Records to use:
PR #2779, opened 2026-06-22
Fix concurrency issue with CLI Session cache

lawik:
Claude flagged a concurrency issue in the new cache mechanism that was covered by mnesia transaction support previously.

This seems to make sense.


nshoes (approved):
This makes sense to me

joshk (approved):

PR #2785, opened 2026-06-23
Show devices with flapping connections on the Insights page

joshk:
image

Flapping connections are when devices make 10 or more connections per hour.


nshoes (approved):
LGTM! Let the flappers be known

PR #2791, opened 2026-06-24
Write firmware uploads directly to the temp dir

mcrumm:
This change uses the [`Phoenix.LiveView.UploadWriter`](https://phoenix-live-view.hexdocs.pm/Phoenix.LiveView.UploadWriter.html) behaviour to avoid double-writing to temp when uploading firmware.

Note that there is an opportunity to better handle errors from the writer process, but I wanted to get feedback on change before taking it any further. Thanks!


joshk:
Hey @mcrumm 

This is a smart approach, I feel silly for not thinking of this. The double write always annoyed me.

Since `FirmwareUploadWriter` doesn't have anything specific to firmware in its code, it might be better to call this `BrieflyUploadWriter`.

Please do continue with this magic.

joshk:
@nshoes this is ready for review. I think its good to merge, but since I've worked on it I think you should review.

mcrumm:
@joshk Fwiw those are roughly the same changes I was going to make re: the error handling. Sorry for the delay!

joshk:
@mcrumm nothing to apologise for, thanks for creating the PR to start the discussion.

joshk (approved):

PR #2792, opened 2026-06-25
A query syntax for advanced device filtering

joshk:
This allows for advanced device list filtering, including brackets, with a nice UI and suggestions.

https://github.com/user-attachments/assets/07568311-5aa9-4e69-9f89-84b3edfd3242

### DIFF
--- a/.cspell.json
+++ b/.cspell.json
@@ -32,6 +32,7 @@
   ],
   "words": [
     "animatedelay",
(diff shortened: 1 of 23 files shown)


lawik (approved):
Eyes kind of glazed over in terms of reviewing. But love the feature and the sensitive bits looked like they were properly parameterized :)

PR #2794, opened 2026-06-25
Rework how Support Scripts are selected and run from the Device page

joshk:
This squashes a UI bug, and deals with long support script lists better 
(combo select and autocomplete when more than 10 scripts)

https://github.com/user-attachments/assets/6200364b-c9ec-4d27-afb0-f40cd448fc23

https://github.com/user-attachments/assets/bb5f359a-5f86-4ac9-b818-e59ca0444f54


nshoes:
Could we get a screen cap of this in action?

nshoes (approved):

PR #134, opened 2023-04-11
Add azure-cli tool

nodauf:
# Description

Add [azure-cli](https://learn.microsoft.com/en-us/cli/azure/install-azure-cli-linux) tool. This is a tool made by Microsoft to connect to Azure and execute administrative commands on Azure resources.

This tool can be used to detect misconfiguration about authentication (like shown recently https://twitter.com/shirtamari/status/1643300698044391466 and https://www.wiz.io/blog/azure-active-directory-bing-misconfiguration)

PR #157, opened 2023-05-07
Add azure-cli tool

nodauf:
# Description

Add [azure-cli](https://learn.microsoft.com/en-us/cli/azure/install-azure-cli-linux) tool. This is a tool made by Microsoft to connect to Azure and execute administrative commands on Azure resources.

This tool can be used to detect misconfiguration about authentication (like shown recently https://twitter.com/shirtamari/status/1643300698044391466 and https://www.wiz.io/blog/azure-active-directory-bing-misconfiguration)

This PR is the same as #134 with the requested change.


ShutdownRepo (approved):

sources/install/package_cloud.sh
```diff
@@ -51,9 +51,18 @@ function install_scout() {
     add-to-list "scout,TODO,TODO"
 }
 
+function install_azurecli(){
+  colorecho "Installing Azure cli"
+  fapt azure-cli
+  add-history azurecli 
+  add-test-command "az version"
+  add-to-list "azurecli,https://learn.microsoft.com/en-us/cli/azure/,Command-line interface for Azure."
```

Activity:
Nothing but the complete listing, repeated exactly, belongs in the answer.

Result of this exercise:
PR #2779, opened 2026-06-22
Fix concurrency issue with CLI Session cache

lawik:
Claude flagged a concurrency issue in the new cache mechanism that was covered by mnesia transaction support previously.

This seems to make sense.


nshoes (approved):
This makes sense to me

joshk (approved):

PR #2785, opened 2026-06-23
Show devices with flapping connections on the Insights page

joshk:
image

Flapping connections are when devices make 10 or more connections per hour.


nshoes (approved):
LGTM! Let the flappers be known

PR #2791, opened 2026-06-24
Write firmware uploads directly to the temp dir

mcrumm:
This change uses the [`Phoenix.LiveView.UploadWriter`](https://phoenix-live-view.hexdocs.pm/Phoenix.LiveView.UploadWriter.html) behaviour to avoid double-writing to temp when uploading firmware.

Note that there is an opportunity to better handle errors from the writer process, but I wanted to get feedback on change before taking it any further. Thanks!


joshk:
Hey @mcrumm 

This is a smart approach, I feel silly for not thinking of this. The double write always annoyed me.

Since `FirmwareUploadWriter` doesn't have anything specific to firmware in its code, it might be better to call this `BrieflyUploadWriter`.

Please do continue with this magic.

joshk:
@nshoes this is ready for review. I think its good to merge, but since I've worked on it I think you should review.

mcrumm:
@joshk Fwiw those are roughly the same changes I was going to make re: the error handling. Sorry for the delay!

joshk:
@mcrumm nothing to apologise for, thanks for creating the PR to start the discussion.

joshk (approved):

PR #2792, opened 2026-06-25
A query syntax for advanced device filtering

joshk:
This allows for advanced device list filtering, including brackets, with a nice UI and suggestions.

https://github.com/user-attachments/assets/07568311-5aa9-4e69-9f89-84b3edfd3242

### DIFF
--- a/.cspell.json
+++ b/.cspell.json
@@ -32,6 +32,7 @@
   ],
   "words": [
     "animatedelay",
(diff shortened: 1 of 23 files shown)


lawik (approved):
Eyes kind of glazed over in terms of reviewing. But love the feature and the sensitive bits looked like they were properly parameterized :)

PR #2794, opened 2026-06-25
Rework how Support Scripts are selected and run from the Device page

joshk:
This squashes a UI bug, and deals with long support script lists better 
(combo select and autocomplete when more than 10 scripts)

https://github.com/user-attachments/assets/6200364b-c9ec-4d27-afb0-f40cd448fc23

https://github.com/user-attachments/assets/bb5f359a-5f86-4ac9-b818-e59ca0444f54


nshoes:
Could we get a screen cap of this in action?

nshoes (approved):

PR #134, opened 2023-04-11
Add azure-cli tool

nodauf:
# Description

Add [azure-cli](https://learn.microsoft.com/en-us/cli/azure/install-azure-cli-linux) tool. This is a tool made by Microsoft to connect to Azure and execute administrative commands on Azure resources.

This tool can be used to detect misconfiguration about authentication (like shown recently https://twitter.com/shirtamari/status/1643300698044391466 and https://www.wiz.io/blog/azure-active-directory-bing-misconfiguration)

PR #157, opened 2023-05-07
Add azure-cli tool

nodauf:
# Description

Add [azure-cli](https://learn.microsoft.com/en-us/cli/azure/install-azure-cli-linux) tool. This is a tool made by Microsoft to connect to Azure and execute administrative commands on Azure resources.

This tool can be used to detect misconfiguration about authentication (like shown recently https://twitter.com/shirtamari/status/1643300698044391466 and https://www.wiz.io/blog/azure-active-directory-bing-misconfiguration)

This PR is the same as #134 with the requested change.


ShutdownRepo (approved):

sources/install/package_cloud.sh
```diff
@@ -51,9 +51,18 @@ function install_scout() {
     add-to-list "scout,TODO,TODO"
 }
 
+function install_azurecli(){
+  colorecho "Installing Azure cli"
+  fapt azure-cli
+  add-history azurecli 
+  add-test-command "az version"
+  add-to-list "azurecli,https://learn.microsoft.com/en-us/cli/azure/,Command-line interface for Azure."
```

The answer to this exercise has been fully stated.